> [What you are asked to do] Set down the listing below verbatim, but only from its first line through the line containing "Characters entered using an IME trigger".
*** Opening Information given ***
PR #5963, opened 2023-12-12
fix(searchbox): only refine if composition ended when using an IME

dhayab:
**Summary**

Characters entered using an IME trigger search requests although the character composition is not done. This should only happen if the character has been fully composed.

This PR stops refining on `input` when composing with an IME and instead rely on the `compositionend` event in that case.

**Result**

Characters entered using an IME do not trigger search requests until relevant.

CR-5106

### DIFF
*** Closing Information given ***
> [Task answer]
PR #5963, opened 2023-12-12
fix(searchbox): only refine if composition ended when using an IME

dhayab:
**Summary**

Characters entered using an IME trigger search requests although the character composition is not done. This should only happen if the character has been fully composed.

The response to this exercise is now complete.